- [EXERCISE INPUT]:
════════════════

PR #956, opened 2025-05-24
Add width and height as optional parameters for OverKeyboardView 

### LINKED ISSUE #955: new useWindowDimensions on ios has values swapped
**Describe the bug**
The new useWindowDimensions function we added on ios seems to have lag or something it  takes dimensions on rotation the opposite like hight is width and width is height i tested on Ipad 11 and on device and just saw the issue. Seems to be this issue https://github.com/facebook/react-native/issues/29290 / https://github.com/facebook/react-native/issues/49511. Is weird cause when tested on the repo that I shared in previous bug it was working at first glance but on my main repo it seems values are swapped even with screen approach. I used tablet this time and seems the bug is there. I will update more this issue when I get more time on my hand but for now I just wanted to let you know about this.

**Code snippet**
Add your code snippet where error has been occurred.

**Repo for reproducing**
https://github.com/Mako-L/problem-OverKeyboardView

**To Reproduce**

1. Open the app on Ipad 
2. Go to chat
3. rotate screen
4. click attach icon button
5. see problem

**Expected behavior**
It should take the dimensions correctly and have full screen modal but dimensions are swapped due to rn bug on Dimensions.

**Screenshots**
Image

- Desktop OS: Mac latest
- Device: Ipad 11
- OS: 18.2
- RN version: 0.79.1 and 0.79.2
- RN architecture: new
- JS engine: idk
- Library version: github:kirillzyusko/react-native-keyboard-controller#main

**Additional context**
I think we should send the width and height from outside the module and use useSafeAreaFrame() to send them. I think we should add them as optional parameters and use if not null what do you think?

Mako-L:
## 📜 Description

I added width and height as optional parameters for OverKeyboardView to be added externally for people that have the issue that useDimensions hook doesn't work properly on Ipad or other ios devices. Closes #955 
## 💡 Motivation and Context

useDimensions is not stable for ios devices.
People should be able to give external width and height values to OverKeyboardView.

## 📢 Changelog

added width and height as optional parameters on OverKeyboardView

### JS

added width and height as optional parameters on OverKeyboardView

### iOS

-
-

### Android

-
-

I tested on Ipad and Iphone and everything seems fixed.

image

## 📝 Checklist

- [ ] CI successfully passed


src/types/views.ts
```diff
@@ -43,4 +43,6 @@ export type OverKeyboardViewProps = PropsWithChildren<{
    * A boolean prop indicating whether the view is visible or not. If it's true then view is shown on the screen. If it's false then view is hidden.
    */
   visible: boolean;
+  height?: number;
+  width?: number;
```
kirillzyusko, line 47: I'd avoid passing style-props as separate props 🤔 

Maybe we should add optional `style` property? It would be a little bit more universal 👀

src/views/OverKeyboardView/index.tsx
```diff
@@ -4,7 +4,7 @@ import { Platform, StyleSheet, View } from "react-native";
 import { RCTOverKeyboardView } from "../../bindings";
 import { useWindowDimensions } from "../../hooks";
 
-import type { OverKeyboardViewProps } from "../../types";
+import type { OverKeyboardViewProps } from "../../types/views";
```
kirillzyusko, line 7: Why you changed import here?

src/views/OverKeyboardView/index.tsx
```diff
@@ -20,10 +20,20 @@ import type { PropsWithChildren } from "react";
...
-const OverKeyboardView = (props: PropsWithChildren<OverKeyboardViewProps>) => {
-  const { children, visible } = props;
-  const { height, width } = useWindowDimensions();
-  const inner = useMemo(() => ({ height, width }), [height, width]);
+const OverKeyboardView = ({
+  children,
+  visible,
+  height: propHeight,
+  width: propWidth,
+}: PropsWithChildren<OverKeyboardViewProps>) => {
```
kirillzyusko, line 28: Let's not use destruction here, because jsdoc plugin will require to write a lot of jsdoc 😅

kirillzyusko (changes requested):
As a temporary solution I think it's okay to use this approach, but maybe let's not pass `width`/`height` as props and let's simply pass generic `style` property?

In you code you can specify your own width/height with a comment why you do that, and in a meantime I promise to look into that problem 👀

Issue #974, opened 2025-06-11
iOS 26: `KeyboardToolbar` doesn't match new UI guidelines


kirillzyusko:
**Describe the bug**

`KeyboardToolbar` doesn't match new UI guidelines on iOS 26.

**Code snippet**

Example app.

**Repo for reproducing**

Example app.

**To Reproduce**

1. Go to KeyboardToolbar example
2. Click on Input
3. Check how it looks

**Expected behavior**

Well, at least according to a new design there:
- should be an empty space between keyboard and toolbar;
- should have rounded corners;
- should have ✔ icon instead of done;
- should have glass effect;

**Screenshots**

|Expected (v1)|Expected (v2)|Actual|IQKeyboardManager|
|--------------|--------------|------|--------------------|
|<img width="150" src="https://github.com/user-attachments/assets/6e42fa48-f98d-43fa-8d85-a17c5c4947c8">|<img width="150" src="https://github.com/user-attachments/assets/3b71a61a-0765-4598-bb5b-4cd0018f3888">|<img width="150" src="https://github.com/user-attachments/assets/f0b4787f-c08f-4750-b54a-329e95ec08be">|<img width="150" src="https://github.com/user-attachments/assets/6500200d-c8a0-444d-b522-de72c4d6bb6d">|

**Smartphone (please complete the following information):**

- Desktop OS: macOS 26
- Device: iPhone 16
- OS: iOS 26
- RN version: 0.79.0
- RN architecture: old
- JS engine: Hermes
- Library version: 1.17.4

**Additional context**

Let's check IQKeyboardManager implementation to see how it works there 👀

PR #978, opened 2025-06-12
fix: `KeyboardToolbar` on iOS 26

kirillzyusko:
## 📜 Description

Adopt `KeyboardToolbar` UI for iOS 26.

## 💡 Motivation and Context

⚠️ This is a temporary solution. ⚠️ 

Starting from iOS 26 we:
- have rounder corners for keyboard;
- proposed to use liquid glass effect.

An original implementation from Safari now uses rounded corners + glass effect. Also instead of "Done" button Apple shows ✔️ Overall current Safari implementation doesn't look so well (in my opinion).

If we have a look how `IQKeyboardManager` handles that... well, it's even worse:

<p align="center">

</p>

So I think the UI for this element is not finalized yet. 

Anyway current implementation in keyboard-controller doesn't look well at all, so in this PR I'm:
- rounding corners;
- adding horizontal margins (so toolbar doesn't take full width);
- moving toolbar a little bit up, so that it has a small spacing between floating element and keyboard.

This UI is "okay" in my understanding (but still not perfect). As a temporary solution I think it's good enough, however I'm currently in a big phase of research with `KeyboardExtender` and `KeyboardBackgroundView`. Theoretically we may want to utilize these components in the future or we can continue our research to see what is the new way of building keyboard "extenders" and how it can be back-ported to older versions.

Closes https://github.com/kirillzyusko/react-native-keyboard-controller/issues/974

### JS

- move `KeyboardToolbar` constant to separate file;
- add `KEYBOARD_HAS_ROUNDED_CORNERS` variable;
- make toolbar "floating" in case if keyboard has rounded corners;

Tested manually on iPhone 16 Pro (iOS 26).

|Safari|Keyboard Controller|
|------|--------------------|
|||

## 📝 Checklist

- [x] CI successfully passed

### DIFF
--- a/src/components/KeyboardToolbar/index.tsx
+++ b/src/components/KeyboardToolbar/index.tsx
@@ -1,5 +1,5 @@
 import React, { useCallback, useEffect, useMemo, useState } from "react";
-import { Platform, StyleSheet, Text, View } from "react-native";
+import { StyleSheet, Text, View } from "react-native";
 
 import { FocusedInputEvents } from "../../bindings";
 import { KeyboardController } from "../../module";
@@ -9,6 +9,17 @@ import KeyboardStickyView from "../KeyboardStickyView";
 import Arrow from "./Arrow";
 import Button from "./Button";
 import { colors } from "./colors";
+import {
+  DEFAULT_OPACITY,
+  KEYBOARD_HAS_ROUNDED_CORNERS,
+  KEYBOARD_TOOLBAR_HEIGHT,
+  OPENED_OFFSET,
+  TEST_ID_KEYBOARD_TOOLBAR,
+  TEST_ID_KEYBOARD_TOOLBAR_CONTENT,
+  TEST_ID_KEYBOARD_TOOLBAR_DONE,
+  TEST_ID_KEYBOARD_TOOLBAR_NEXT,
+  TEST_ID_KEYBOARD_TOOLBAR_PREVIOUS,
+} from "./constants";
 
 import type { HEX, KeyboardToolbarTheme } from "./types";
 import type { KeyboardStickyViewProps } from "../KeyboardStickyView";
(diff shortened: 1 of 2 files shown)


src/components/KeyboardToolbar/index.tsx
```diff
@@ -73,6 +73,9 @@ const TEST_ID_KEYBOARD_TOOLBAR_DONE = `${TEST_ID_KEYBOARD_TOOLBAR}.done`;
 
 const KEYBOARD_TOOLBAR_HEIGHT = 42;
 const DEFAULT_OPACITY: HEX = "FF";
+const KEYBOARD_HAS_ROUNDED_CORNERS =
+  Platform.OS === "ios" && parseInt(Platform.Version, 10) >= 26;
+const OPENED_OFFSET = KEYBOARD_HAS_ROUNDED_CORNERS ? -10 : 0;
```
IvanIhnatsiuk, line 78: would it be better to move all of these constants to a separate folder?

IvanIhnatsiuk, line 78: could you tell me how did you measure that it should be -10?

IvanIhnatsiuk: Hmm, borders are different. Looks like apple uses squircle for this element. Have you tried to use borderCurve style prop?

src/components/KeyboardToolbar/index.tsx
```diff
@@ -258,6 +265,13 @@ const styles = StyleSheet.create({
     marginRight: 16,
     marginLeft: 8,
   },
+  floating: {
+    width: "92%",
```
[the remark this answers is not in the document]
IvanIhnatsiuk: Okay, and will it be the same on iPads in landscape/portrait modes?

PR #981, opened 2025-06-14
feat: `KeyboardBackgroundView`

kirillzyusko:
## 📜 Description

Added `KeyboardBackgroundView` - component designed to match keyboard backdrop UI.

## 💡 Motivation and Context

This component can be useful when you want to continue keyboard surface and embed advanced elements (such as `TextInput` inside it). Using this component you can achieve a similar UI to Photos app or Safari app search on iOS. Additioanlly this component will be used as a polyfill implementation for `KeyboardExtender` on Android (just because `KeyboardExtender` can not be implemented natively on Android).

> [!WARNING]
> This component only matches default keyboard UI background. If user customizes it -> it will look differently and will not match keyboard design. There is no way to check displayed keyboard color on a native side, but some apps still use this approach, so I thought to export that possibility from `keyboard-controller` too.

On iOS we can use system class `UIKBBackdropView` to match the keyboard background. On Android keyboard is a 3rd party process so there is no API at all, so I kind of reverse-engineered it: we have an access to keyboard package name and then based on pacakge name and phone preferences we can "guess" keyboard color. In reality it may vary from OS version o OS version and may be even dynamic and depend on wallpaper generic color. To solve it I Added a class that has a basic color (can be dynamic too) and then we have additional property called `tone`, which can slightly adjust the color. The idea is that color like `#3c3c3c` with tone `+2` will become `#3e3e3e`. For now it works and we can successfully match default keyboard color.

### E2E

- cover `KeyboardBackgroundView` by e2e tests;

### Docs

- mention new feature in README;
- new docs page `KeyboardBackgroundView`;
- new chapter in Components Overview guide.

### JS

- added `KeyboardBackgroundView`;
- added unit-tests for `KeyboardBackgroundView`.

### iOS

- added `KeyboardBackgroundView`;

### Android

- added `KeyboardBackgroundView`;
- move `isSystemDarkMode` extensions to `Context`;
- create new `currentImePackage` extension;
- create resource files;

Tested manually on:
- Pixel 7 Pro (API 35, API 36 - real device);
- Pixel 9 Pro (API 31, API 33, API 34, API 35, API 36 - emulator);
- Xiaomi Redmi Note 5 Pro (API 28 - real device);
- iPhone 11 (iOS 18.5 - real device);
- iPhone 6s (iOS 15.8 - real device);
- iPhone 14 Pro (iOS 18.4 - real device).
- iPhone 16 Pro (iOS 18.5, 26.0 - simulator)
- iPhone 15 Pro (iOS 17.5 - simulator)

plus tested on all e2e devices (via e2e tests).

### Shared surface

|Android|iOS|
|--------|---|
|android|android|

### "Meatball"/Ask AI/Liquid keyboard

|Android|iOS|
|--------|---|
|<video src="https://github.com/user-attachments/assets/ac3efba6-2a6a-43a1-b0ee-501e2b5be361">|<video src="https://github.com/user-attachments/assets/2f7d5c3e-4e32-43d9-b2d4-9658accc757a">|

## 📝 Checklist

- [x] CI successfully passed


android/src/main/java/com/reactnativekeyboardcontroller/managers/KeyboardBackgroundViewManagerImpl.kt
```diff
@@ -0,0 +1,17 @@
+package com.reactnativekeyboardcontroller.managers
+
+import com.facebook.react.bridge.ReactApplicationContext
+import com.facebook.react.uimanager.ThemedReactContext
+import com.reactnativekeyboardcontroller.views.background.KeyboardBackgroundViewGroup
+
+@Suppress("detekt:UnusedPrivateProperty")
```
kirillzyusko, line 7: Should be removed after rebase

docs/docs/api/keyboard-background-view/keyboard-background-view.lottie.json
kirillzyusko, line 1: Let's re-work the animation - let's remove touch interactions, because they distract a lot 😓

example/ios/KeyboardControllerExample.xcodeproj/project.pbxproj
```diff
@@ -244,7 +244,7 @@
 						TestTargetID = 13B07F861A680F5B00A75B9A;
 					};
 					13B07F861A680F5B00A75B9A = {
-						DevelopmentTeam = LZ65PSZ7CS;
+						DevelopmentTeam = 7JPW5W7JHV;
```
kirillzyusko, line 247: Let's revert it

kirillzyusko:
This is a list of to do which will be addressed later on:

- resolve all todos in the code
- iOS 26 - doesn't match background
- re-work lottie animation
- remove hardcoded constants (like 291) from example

════════════════

- [WHAT THIS TASK INVOLVES]: Where does "think" appear in the records above? Copy each line that holds it.

- [TASK RESULT]:
I think we should send the width and height from outside the module and use useSafeAreaFrame() to send them. I think we should add them as optional parameters and use if not null what do you think?
As a temporary solution I think it's okay to use this approach, but maybe let's not pass `width`/`height` as props and let's simply pass generic `style` property?
So I think the UI for this element is not finalized yet. 
This UI is "okay" in my understanding (but still not perfect). As a temporary solution I think it's good enough, however I'm currently in a big phase of research with `KeyboardExtender` and `KeyboardBackgroundView`. Theoretically we may want to utilize these components in the future or we can continue our research to see what is the new way of building keyboard "extenders" and how it can be back-ported to older versions.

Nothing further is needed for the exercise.